According to the BG Bau [BG Bau, 2017], a vapour pressure of p < 0.01 hPa is very low, p = 1-10 hPa low and p > 10 hPa is high. The 31. BImSchV describes an organic substance as volatile if it has a vapour pressure of 0.01 kPa (i.e. 10 Pa) or more at 293.15 K. Also, according to ECHA’s guidance, substances are not available for inhalation as a gas in a relevant manner with a vapour pressure less than 0.5 kPa (i.e. 500 Pa) (or a boiling point above 150°C) [ECHA, 2008].
The boiling point could not have been determined as at 130.3 °C the sample starts to decompose slowly and at 225.0 °C the decomposition becomes more rapidly. Vapour pressure however was determined to be 1.5 x 10E-5 Pa (25 °C), i.e. very low, and the substance does not need to be regarded a volatile. Hence, the potential inhalation of the substance as a gas is not given and does not need to be regarded. Further, sufficient precautionary measures exclude the formation of droplets of inhalable size or aerosols. In consequence, exposure of humans via inhalation is not likely, so the potential absorption can only be regarded theoretically.

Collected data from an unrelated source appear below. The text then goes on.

PR #23690, opened 2019-09-24
Obfuscate IP addresses in build scans

wilkinsona:


sbrannen:
See https://docs.gradle.com/build-scan-plugin/#obfuscating_identifying_data

PR #23702, opened 2019-09-25
Improve exclusions of checkstyleNoHttp task

wilkinsona:
This pull request adds the following exclusions to the source of the `checkstyleNoHttp` task for each project in the build and for `buildSrc`:

- `bin/` directory (created by Eclipse Buildship)
- `.settings/` directory (created by Eclipse)
- `.classpath` file (created by Eclipse)
- `.project` file (created by Eclipse)

An exclusion for the `build/` directory is also configured as the NoHttp plugin does not exclude it by default for `buildSrc`.

### DIFF
--- a/build.gradle
+++ b/build.gradle
@@ -406,11 +406,15 @@ configure(rootProject) {
 	nohttp {
 		source.exclude "**/test-output/**"
 		whitelistFile = project.file("src/nohttp/whitelist.lines")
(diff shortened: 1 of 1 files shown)


sbrannen:
This is exceedingly helpful when switching between `5.1.x` and `master`.

Thanks!

PR #23714, opened 2019-09-26
Add ability for StopWatch to aggregate results

Catchwa:
Add configuration option for the StopWatch to aggregate results of
timers with the same name, as opposed to replacing them. To preserve
existing behaviour, this functionality is disabled (set to false) by
default.

Changed the internals of the taskList to use a LinkedHashMap instead
of a LinkedList so as to enable fast lookups of previous timers whilst
also preserving the previous behaviour of ordering the list by
insertion order.

Closes gh-6655

### DIFF
--- a/spring-core/src/main/java/org/springframework/util/StopWatch.java
+++ b/spring-core/src/main/java/org/springframework/util/StopWatch.java
@@ -17,8 +17,8 @@
 package org.springframework.util;
 
 import java.text.NumberFormat;
-import java.util.LinkedList;
-import java.util.List;
+import java.util.LinkedHashMap;
+import java.util.Map;
 import java.util.concurrent.TimeUnit;
 
 import org.springframework.lang.Nullable;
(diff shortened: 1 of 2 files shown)


Catchwa:
The reason why I think this is useful is for trying to find out bottlenecks in code that is invoked many times (e.g. in loops).

e.g.

```
for (int i = 0; i < LARGE_NUMBER; i++) {
  stopWatch.start("Task A");
  taskA();
  stopWatch.stop();
  stopWatch.start("Task B");
  taskB();
  stopWatch.stop();
}
```

Without this feature, the above code would print out 2 * LARGE_NUMBER lines in pretty-print mode, but with it you'd just get the total for Task A and the total for Task B. The only alternative I can think of is to have two separate StopWatch instances, then do something like:

```
stopWatchA.keepTaskList(false);
stopWatchB.keepTaskList(false);
for (int i = 0; i < LARGE_NUMBER; i++) {
  stopWatchA.start("Task A");
  taskA();
  stopWatchA.stop();
  stopWatchB.start("Task B");
  taskB();
  stopWatchB.stop();
}
```

...then print the total for each StopWatch instance (but then it's more annoying to work out the % duration of each timer as a % of the whole).

bclozel:
There hasn't been much demand for this, so I'm declining this PR.
On top of that, I don't think that using `StopWatch` for performance testing is the right call, as it's limited in many ways. Tools like JMH fixes all those issues and more.

PR #23729, opened 2019-09-30
Ensure spring-core jar task is UP-TO-DATE

facewindu:
- Use the [shadow plugin](https://github.com/johnrengelman/shadow) for repackaging.
  - Using this plugin allows to get rid of Ant JarJar task
  - ~Using `preserveFileTimestamps = false` and `reproducibleFileOrder = true` on all jars ensure consistent checksums whenever the jar are rebuilt.~
- Use a more dogmatic approach to embed the `kotlin-coroutines` classes into `spring-core` jar.
  - Instead of using a `zipTree` of the project default configuration, let the `kotlin-coroutines` project export an artifact containing the output of the kotlin compilation task.

~See [this Gradle Enterprise task inputs comparison](https://ge.spring.io/c/e6m3krl5jfwjk/viakdt3a6d5eu/task-inputs) between the same project checkout, in two different directories. The `spring-core:jar` is not present anymore, because its inputs were the same in both builds.~

~Regarding the new generated `spring-core.jar`.
I checked using `pkgdiff` that its content is byte-to-byte identical to the former one. The MD5 is different though, as the timestamps are not changed anymore when rebuilt (and that's the reason why I changed to the Shadow plugin)~

EDIT: After discussion with @lptr, we agreed that using `preserveFileTimestamps = false` and `reproducibleFileOrder = true` just to get the non-cacheable `:spring-core:jar` task up-to-date is not worth it.
A filter on the task input comparison to focus on _cacheable_ task will probably be added, as a way to filter out the noise produced by non-cacheable tasks

### DIFF
--- a/build.gradle
+++ b/build.gradle
@@ -307,7 +307,6 @@ configure(allprojects) { project ->
 
 	tasks.withType(AbstractArchiveTask) {
 		preserveFileTimestamps = false
-		reproducibleFileOrder = true
 	}
 }
 
--- a/build.gradle
+++ b/build.gradle
@@ -304,10 +304,6 @@ configure(allprojects) { project ->
 			cacheDynamicVersionsFor 0, "seconds"
 		}
 	}
-
-	tasks.withType(AbstractArchiveTask) {
-		preserveFileTimestamps = false
-	}
 }
 
 configure([rootProject] + javaProjects) { project ->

For absorption of deposited material similar criteria as for GI absorption can be applied. In general, either a prolonged exposure due to deposition and subsequent absorption or immediate absorption by micellular solubilisation has to be assumed. The latter mechanism may be of particular importance for highly lipophilic compounds (LogPow >4), particularly those that are poorly soluble in water (1 mg/l or less). To be readily soluble in blood, a gas, vapour or dust must be soluble in water and increasing water solubility would increase the amount absorbed per breath. However, the gas, vapour or dust must also be sufficiently lipophilic to cross the alveolar and capillary membranes. Therefore, a moderate log P value (between -1 and 4) would be favourable for absorption. Generally, liquids, solids in solution and water-soluble dusts would readily diffuse/dissolve into the mucus lining the respiratory tract. With an logPow of 4.80 of the O,O-di-ethylhexyl hydrogen phosphorodithioate anion, which is is above the guidance value, absorption may be considered hindered. The logPow of 2.43 for the Amine, C12-14-tert-alkyl cation content however must be considered as moderate, and so this part of the substance is favourable for absorption, similar to oral absorption. Although having a rather low water solubility, i.e. 13 mg/l for the Amine, C12-14-tert-alkyl cation content, and 10.5 mg/l for the O,O-di-ethylhexyl hydrogen phosphorodithioate anion content, the substance cannot be considered as poorly soluble, and so water solubility is also not considered to hinder absorption in a relevant matter.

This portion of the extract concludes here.